PR #1229, opened 2026-08-26
feat: add wif package

d0weinberger:
#### **Why** this PR?
Preparing WIF support

#### **What** has changed?
Moved `RetryTransport`:
- `dynatrace/rest/retry_transport.go` moved to the leaf package `dynatrace/rest/retry`; `RetryTransport` became `retry.Transport`. `NewContextWithOAuthRetryClient` stayed in `rest`, now in its own `oauth_retry_client.go`.
- `retry.Transport` gained a `ShouldRetry func(*http.Response, error) bool` field, defaulting to `IfTooManyRequestsOrServiceUnavailable` — the previous 429/503-only behaviour.

Added `rest/wif` package containing:
- `jwt` for extracting the expiry from a token
- `config` defines a config containing WIF vendor, audience, and optionally a pre-minted token as a non-refreshable escape hatch for workloads that cannot mint one.
- `validate` for validating a config
- `minter` for defining a minter interface and as entry point for creating minters for different vendors
- `github` implements the OIDC token minter for GitHub
- `http_client` builds the client used to talk to a token service: a `retry.Transport` widened to retry any 5xx and a round trip that never completed, over an explicit `http.Transport` rather than `http.DefaultTransport`.
- `token_source` mints tokens on demand, reads the expiry from the token and lets `oauth2.ReuseTokenSourceWithExpiry` decide when to re-mint. Contains a cache, which is necessary, since every `platform_request` creates its own platform client, but we do not want to create a new token source every time this happens.

- Added two new entries in `env_vars.go` for GitHub Action-provided vars `ActionsIDTokenRequestURL` and `ActionsIDTokenRequestToken`

#### **How** does it do it?

- Sources are cached per `Config.cacheKey()` (vendor + audience) for the life of the process, since a platform client is built per request. A pre-minted token is never cached, so a credential cannot become a key in a process-long map.
- Caching, the two-minute refresh margin and single-flight minting all come from `oauth2.ReuseTokenSourceWithExpiry`; the package only mints and reads the `exp` claim. A pre-minted token becomes an `oauth2.StaticTokenSource` with no expiry, since reporting one would make `oauth2` discard a token that cannot be re-minted.
- `mintingHTTPClient` must not use `http.DefaultTransport`: the provider mutates that one when `DYNATRACE_HTTP_INSECURE` is set, and that escape hatch must not disable certificate verification on the call carrying the minting credentials.
- No signature is verified when reading the `exp` claim, and none is missing — the provider is not the relying party for these tokens, the Dynatrace platform is. The package also imports neither `rest` nor its HTTP logging, since the responses of a token service are the tokens themselves. Error strings name no provider attribute; which attribute sets a value is the provider layer's business.

#### How is it **tested**?
Unit tests 

- No user-facing change. Nothing imports `rest/wif` yet, and no provider attribute or environment variable is read during a plan or apply.
- `retry.Transport` behaves as `RetryTransport` did for existing callers: `ShouldRetry` defaults to the 429/503 check that used to be hardcoded.

**Issue:** PS-49502

### DIFF
--- a/dynatrace/rest/wif/config.go
+++ b/dynatrace/rest/wif/config.go
@@ -1,0 +1,82 @@
+/**
+* @license
+* Copyright 2026 Dynatrace LLC
+*
+* Licensed under the Apache License, Version 2.0 (the "License");
+* you may not use this file except in compliance with the License.
+* You may obtain a copy of the License at
+*
+*     http://www.apache.org/licenses/LICENSE-2.0
+*
+* Unless required by applicable law or agreed to in writing, software
+* distributed under the License is distributed on an "AS IS" BASIS,
+* WITHOUT WARRANTIES OR CONDITIONS OF ANY KIND, either express or implied.
+* See the License for the specific language governing permissions and
+* limitations under the License.
+ */
+
+package wif
+
+import (
+	"errors"
+	"fmt"
+	"strings"
+)
+
+var (
+	errNotConfigured        = errors.New("no Workload Identity Federation has been configured")
+	errVendorAndStaticToken = errors.New("a vendor and a pre-minted OIDC token are mutually exclusive, specify only one of them")
+	errStaticTokenNotAJWT   = errors.New("the pre-minted OIDC token is not a JWT: expected three dot-separated segments")
+	errNoAudience           = errors.New("no audience has been specified")
+)
+
+// Vendor identifies the workload identity provider that issues the OIDC token.
+type Vendor = string
+
+// VendorGitHub obtains tokens from the GitHub Actions OIDC token service.
+const VendorGitHub Vendor = "github"
+
+type Config struct {
+	Vendor      Vendor
+	Audience    string
+	StaticToken string
+}
+
+// Configured reports whether any form of Workload Identity Federation was requested.
+func (config Config) Configured() bool {
+	return len(config.Vendor) > 0 || len(config.StaticToken) > 0
+}
+
+// Validate reports whether the configuration describes a usable setup, as far as that can be judged
+// without contacting a token service. Callers for which Workload Identity Federation is optional have
+// to guard with [Config.Configured] - only they can decide whether its absence is a problem.
+func (config Config) Validate() error {
+	if !config.Configured() {
+		return errNotConfigured
+	}
+
+	if len(config.Vendor) > 0 && len(config.StaticToken) > 0 {
+		return errVendorAndStaticToken
+	}
+
+	if len(config.StaticToken) > 0 {
+		if strings.Count(config.StaticToken, ".") != jwtSegmentCount-1 {
+			return errStaticTokenNotAJWT
+		}
+		return nil
+	}
+
+	if config.Vendor != VendorGitHub {
+		return unsupportedVendorError(config.Vendor)
+	}
+
+	if len(config.Audience) == 0 {
+		return errNoAudience
+	}
+
+	return nil
+}
+
+func unsupportedVendorError(vendor Vendor) error {
+	return fmt.Errorf("`%s` is not a supported vendor, the only supported one is `%s`", vendor, VendorGitHub)
+}
--- a/dynatrace/rest/wif/github.go
+++ b/dynatrace/rest/wif/github.go
@@ -1,0 +1,113 @@
+/**
+* @license
+* Copyright 2026 Dynatrace LLC
+*
+* Licensed under the Apache License, Version 2.0 (the "License");
+* you may not use this file except in compliance with the License.
+* You may obtain a copy of the License at
+*
+*     http://www.apache.org/licenses/LICENSE-2.0
+*
+* Unless required by applicable law or agreed to in writing, software
+* distributed under the License is distributed on an "AS IS" BASIS,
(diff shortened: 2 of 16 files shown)


dynatrace/rest/wif/config.go
```diff
@@ -0,0 +1,40 @@
...
+* limitations under the License.
+ */
+
+package wif
+
+// Vendor identifies the workload identity provider that issues the OIDC token.
+type Vendor string
+
+// VendorGitHub obtains tokens from the GitHub Actions OIDC token service.
+const VendorGitHub Vendor = "github"
```
Kirdock: Some time ago, we aligned that we should use aliases instead of a new string type.
So, would it be possible to use `type Vendor = string` instead? This would also remove the need for "string(myVendor)" and "myVendor" could directly be used

dynatrace/rest/wif/github.go
```diff
@@ -0,0 +1,108 @@
...
+
+	response, err := minter.httpClient.Do(request)
+	if err != nil {
+		return "", fmt.Errorf("failed to get ID token: %w", err)
+	}
+	defer func() { _ = response.Body.Close() }()
+
+	if response.StatusCode != http.StatusOK {
+		// The body is left out: on success it is the ID token itself.
+		return "", fmt.Errorf("failed to get ID token: %s responded with HTTP %d", envutils.ActionsIDTokenRequestURL.Key, response.StatusCode)
```
Kirdock: The key, not the value here?

dynatrace/rest/wif/validate.go
```diff
@@ -0,0 +1,58 @@
...
+	"strings"
+)
+
+// Validate reports whether the configuration describes a usable setup, as far as that can be judged
+// without contacting a token service. Callers for which Workload Identity Federation is optional have
+// to guard with [Config.Configured] - only they can decide whether its absence is a problem.
+func Validate(config Config) error {
+	if !config.Configured() {
+		return errors.New("no Workload Identity Federation has been configured")
+	}
```
Kirdock: What's the reason why this check (if vendor and static token aren't set) is inside the config, and the rest of the validation is here?
As far as I can see, the Configured function is only invoked here.

dynatrace/rest/wif/validate_test.go
```diff
@@ -0,0 +1,64 @@
...
+import (
+	"testing"
+
+	"github.com/stretchr/testify/assert"
+)
+
+// Callers for which federation is optional guard with Configured, so absence is a problem by the time
+// Validate is asked.
+func TestValidateRejectsUnconfigured(t *testing.T) {
+	assert.EqualError(t, Validate(Config{}), "no Workload Identity Federation has been configured")
```
Kirdock: [nit] We could put the returned errors into global variables/constants and use them here for the check. This would remove the need for the duplicated error string and we can just use `assert.ErrorIs`.

The same for `dynatrace/rest/wif/github_test.go`

dynatrace/rest/wif/github_test.go
```diff
@@ -0,0 +1,175 @@
...
+
+// A stub rather than a closed port, so the asserted error is the one given to the transport rather
+// than however the operating system words a refused connection.
+type unreachableTransport struct {
+	err error
+}
+
+func (transport *unreachableTransport) RoundTrip(*http.Request) (*http.Response, error) {
+	return nil, transport.err
+}
```
Kirdock: [nit] This is probably to check the error returned for a request. Technically, we could also just provide a canceled context. Then we would not need the transport helper.
```go
	ctx, cancel := context.WithCancel(t.Context())
	cancel()
	_, err = minter.mint(ctx)
    assert.ErrorIs(t, err, context.Canceled)
```

dynatrace/rest/wif/token_source.go
```diff
@@ -0,0 +1,96 @@
...
+// out just before it is due cannot expire in flight, and wide enough to absorb a clock differing from
+// the platform's.
+const refreshMargin = 2 * time.Minute
+
+// A platform request builds its own client, and with it a token source, inside every single call, so
+// without this cache every API call would mint a token of its own.
+var (
+	tokenSourceCacheMutex sync.Mutex
+	tokenSourceCache      = map[string]oauth2.TokenSource{}
+)
```
Kirdock: With the latest changes coming from https://github.com/dynatrace-oss/terraform-provider-dynatrace/pull/1227 we can actually get rid of this cache and mutex because we create the clients once, right?

dynatrace/rest/wif/github.go
d0weinberger: actually, the concrete URL is not interesting ... I will just replace it with something generic like `"the token service responded with ..."`

dynatrace/rest/wif/validate.go
d0weinberger: I will merge validate.go and config.go actually

dynatrace/rest/wif/token_source.go
d0weinberger: yes, that's true. I'll remove the cache

Kirdock (approved):

PR #1238, opened 2026-09-09
fix: revert to previous state on error during update

Kirdock:
#### **Why** this PR?
On update the plugin SDK sets the planned value as the "state" value. So, failing an update will change the state, which isn't a problem because you would do a plan (refresh) anyway the next time. BUT if the value that changed is not checked against the API, like secrets, the wrong (not updated) value is in the state and a second apply which would succeed wouldn't even show a state drift (needs update).
https://github.com/hashicorp/terraform-plugin-sdk/issues/476
Why this exists or how it's different to the plugin framework: https://developer.hashicorp.com/terraform/plugin/sdkv2/guides/v2-upgrade-guide#removal-of-helper-schema-resourcedata-setpartial

#### **What** has changed?
The state is not set to the planned state during update if there is an error.
Limitation: The plugin SDK ignores any set values for TypeSet during this, so it's not the whole old state, but it should be enough to tackle the secret limitation.

#### **How** does it do it?
Read and set the old state if there is an error during apply

#### How is it **tested**?
New unit test added.
Manual tests with the credentials resource.

create resource -> apply (update secret) error -> apply => now correctly shows that there is an update needed instead of "no changes found"

**Issue:** NOISSUE


resources/generic.go
```diff
@@ -305,7 +303,18 @@ func (me *Generic) Update(ctx context.Context, d *schema.ResourceData, m any) di
 		if restWarning, ok := err.(rest.Warning); ok {
 			return diag.Diagnostics{diag.Diagnostic{Severity: diag.Warning, Summary: restWarning.Message}}
 		}
-		return toDiagError(err)
+		// On a failed update the SDK would otherwise persist the (rejected)
+		// planned values into state. Restore the prior state so state isn't corrupted.
+		revertErr := me.revertToState(d)
+		diags := diag.Diagnostics{toDiagError(err)}
```
arthurpitman: nit: Anything against swapping these two lines?

arthurpitman (approved):

PR #1239, opened 2026-09-10
feat: ingest schema support as SDLC event 

Kirdock:
#### **Why** this PR?
For easier and nicer statistics, the ingestion of the schema support file as SDLC event would really be benefitial.

#### **What** has changed?
Schema support JSON file is now ingested as SDLC event

#### **How** does it do it?
By updating the release pipeline to ingest the generated Schema support file as SDLC event.

#### How is it **tested**?
Unit tests added.
Local test with a schema support file of the latest release.

N/A

**Issue:** PS-49938


.github/workflows/release.yml
```diff
@@ -7,26 +7,40 @@ jobs:
...
-      -
-        name: Import GPG key
+
+      - name: Generate schema support file
+        run: go run ./tools/schemasupport/
+
+      - name: Generate schema support event file
+        run: go run ./tools/schemaingest/ --file schemaSupport.json --out event.json --release
+
+      - name: 📡 Send test results to Dynatrace
```
d0weinberger:
```suggestion
      - name: 📡 Send schema support events to Dynatrace
```

d0weinberger (approved):

PR #1243, opened 2026-09-11
fix: additional new line when using EOT in export

Kirdock:
#### **Why** this PR?
EOT always adds a newline to a string, which ends in a non-empty plan.

#### **What** has changed?
No non-empty plan anymore (no additional new lines)

#### **How** does it do it?
By adding a `trimsuffix` to the generated HCL that removes the newline introduced via EOT.

#### How is it **tested**?
New tests added

No non-empty plan anymore when exporting configs with strings that contain new lines or are heavily quoted.

**Issue:** PS-50332


terraform/hclgen/primitive_entry.go
```diff
@@ -78,6 +78,26 @@ func finalizeString(s string, indent string) string {
 	return finalString
 }
 
+// wantHeredoc returns true if EOT should be used (newline or heavily quoted string)
+func wantHeredoc(s string) bool {
+	return envutils.DynatraceHeredoc.Get() && (strings.Contains(s, "\n") || strings.Count(s, `"`) > 3)
+}
+
+func heredocBody(body string, indent string) string {
+	return "<<-EOT\n" + indent + "  " + finalizeString(body, indent) + "\n" + indent + "EOT"
```
arthurpitman, line 87: nit: I think we should take the opportunity to rename `finalizeString` and document what it does.

Kirdock: Done and renamed to `escapeHCLTemplate`

arthurpitman (approved):

PR #42, opened 2020-12-14
increase memory limits and requests for manager container

jensfr:
On OCP 4.7 clusters we have repeatedly seen the operator pod run into
OOM errors. The manager container is usually using around 40M and the limit was
30M.

**- What I did**
 This patch increases the memory limit for the manager container in
the pod to 60M and the request value to 45M.

**- How to verify it**
Install Kata with the operator and uninstall, let it run for half an hour. There should be no restarts
of the operator pod and no OOM errors.

Increase memory limit and requests values for the manager container to limit 60M and request 45M

### DIFF
--- a/config/manager/manager.yaml
+++ b/config/manager/manager.yaml
@@ -49,8 +49,8 @@ spec:
         resources:
           limits:
             cpu: 100m
-            memory: 30Mi
+            memory: 50Mi
           requests:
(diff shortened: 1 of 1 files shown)


harche (approved):
/lgtm

jensfr:
Thank you for the review Harshal!

PR #43, opened 2020-12-15
forward-port from release-4.6: add support for master/worker combined nodes

jensfr:

In some compact clusters variants nodes have both the master and worker
role.  However, the machine config pools that are used in these
configurations have all nodes in the master pool and zero nodes in the
worker pool.

**- What I did**

Zero nodes in the worker pool breaks our current practice of installing
kata on all nodes in the worker pool. The solution is to install on all
nodes in the master pool instead. For that we fetch the worker pool
information and check if it has nodes in it. If it has a machine count
of zero we use the master pool instead.

This has an important implication: in this master-only configuration we
can't support installing on a subset of nodes by setting a label on the
selected nodes the user wants to install kata on. Why? This feature
depends on creating a custom pool that inherits from the worker pool.
MCP only supports inheriting from the worker pool but not from the
master pool. See
https://github.com/openshift/machine-config-operator/blob/master/docs/custom-pools.md

This is a trade-off for being able to support these compact cluster
types.

**- How to verify it**

On a cluster with 3 (actually the number doesn't matter) combined master/worker nodes run the operator, create/delete a kataconfig CR to install and uninstall. It should complete without errors.

Add support for clusters where nodes have both the master and worker role

### DIFF
--- a/controllers/openshift_controller.go
+++ b/controllers/openshift_controller.go
@@ -253,7 +253,7 @@ func (r *KataConfigOpenShiftReconciler) newMCPforCR() *mcfgv1.MachineConfigPool 
 	return mcp
 }
 
-func (r *KataConfigOpenShiftReconciler) newMCForCR() (*mcfgv1.MachineConfig, error) {
+func (r *KataConfigOpenShiftReconciler) newMCForCR(machinePool string) (*mcfgv1.MachineConfig, error) {
 	isenabled := true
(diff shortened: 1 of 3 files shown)


harche (commented):
Would it be possible to have a test case supporting this change?

harche (approved):
/lgtm

PR #45, opened 2020-12-21
add kata-operator-payload dockerfiles

jensfr:
It builds a container image with the kata-* and QEMU (plus
dependencies) RPMs in it. The kata-operator-daemon when running
on the worker nodes downloads this image and then installs
the RPMs it contains.

**- What I did**
This is a 1:1 copy from the release-4.6 branch
(commit 4765c70)

**- How to verify it**
The dockerfile can be used to build the container with podman build.
The build should finish succesfully. The payload image can be tested by
using the payload configmap to make the operator use it.

### DIFF
--- a/images/payload/README.md
+++ b/images/payload/README.md
@@ -1,0 +1,5 @@
+# kata-operator-payload
+
+A container image used by kata-operator to install Kata and dependencies (like QEMU...) on worker nodes.
+During podman build the rpms are downloaded and a local repo is created. The resulting container image includes the rpms.
+The kata-operat-daemon pulls down this image unpacks it and installs it on the node where it is running. 
--- a/images/payload/README.md
+++ b/images/payload/README.md
@@ -1,5 +1,5 @@
 # kata-operator-payload
 
 A container image used by kata-operator to install Kata and dependencies (like QEMU...) on worker nodes.
-During podman build the rpms are downloaded and a local repo is created. The resulting container image includes the rpms.
+During container build (e.g., podman, docker, etc), the RPMs are downloaded and a local repo is created. The resulting container image includes the RPMs.
 The kata-operat-daemon pulls down this image unpacks it and installs it on the node where it is running. 
--- a/images/payload/hack/deploy.sh
+++ b/images/payload/hack/deploy.sh
@@ -1,0 +1,22 @@
+#!/bin/bash
+
+set -xe
+
+IMAGE_NAME="quay.io/isolatedcontainers/kata-operator-payload"
+
+if "${TRAVIS_BRANCH}" == "master"; then
+	TAG="latest"
+else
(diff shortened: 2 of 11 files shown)


bpradipt:
@jensfr looks like the related release-4.6 commit is `4765c70`

jensfr:
@bpradipt @zanetworker could you please ack this?

images/payload/hack/prepare.sh
```diff
@@ -0,0 +1,27 @@
+#!/bin/bash
```
zanetworker, line 1: Where is `hack/prepare` used?

images/payload/hack/prepare.sh
```diff
@@ -0,0 +1,27 @@
...
+
+set -xe
+
+# Install the latest version of Docker
+curl -fsSL https://download.docker.com/linux/ubuntu/gpg | sudo apt-key add -
```
zanetworker, line 6: Here you are assuming that the build will happen on linux, can you mention it somewhere?

images/payload/README.md
```diff
@@ -0,0 +1,5 @@
+# kata-operator-payload
+
+A container image used by kata-operator to install Kata and dependencies (like QEMU...) on worker nodes.
+During podman build the rpms are downloaded and a local repo is created. The resulting container image includes the rpms.
+The kata-operat-daemon pulls down this image unpacks it and installs it on the node where it is running.
```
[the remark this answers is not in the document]
zanetworker: Also, I still see instances where `kata-install-daemon` is used, is this intended?

zanetworker (commented):
I see you added a README which is awesome, what I saw missing though is how / where would one use the scripts introduced in this PR (e.g., prepare.sh, cleanup.sh, ...).

images/payload/hack/prepare.sh
lysliu: Where does `prepare.sh` referenced?

images/payload/hack/deploy.sh
```diff
@@ -0,0 +1,22 @@
...
+if "${TRAVIS_BRANCH}" == "master"; then
+	TAG="latest"
+else
+	TAG="$(echo ${TRAVIS_BRANCH} | awk '{print $2}' FS='-')"
+fi
+
+docker login \
+	--username="${QUAY_USERNAME}" \
+	--password="${QUAY_PASSWORD}" \
+	quay.io
```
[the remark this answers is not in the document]
jensfr: No, I changed it to REGISTRY_USERNAME and _PASSWORD. Thank you!

images/payload/hack/prepare.sh
jensfr: I'm not sure. @fidencio ? Is prepare.sh called manually? Or is it somehow used by Travis?

jensfr:
This is not required anymore because we are not using the payload image any more.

** WHAT IS REQUIRED **
Each line from the top of the material above, through the one that contains "minter for GitHub", should be restated word for word.

** EXERCISE OUTPUT **
PR #1229, opened 2026-08-26
feat: add wif package

d0weinberger:
#### **Why** this PR?
Preparing WIF support

#### **What** has changed?
Moved `RetryTransport`:
- `dynatrace/rest/retry_transport.go` moved to the leaf package `dynatrace/rest/retry`; `RetryTransport` became `retry.Transport`. `NewContextWithOAuthRetryClient` stayed in `rest`, now in its own `oauth_retry_client.go`.
- `retry.Transport` gained a `ShouldRetry func(*http.Response, error) bool` field, defaulting to `IfTooManyRequestsOrServiceUnavailable` — the previous 429/503-only behaviour.

Added `rest/wif` package containing:
- `jwt` for extracting the expiry from a token
- `config` defines a config containing WIF vendor, audience, and optionally a pre-minted token as a non-refreshable escape hatch for workloads that cannot mint one.
- `validate` for validating a config
- `minter` for defining a minter interface and as entry point for creating minters for different vendors
- `github` implements the OIDC token minter for GitHub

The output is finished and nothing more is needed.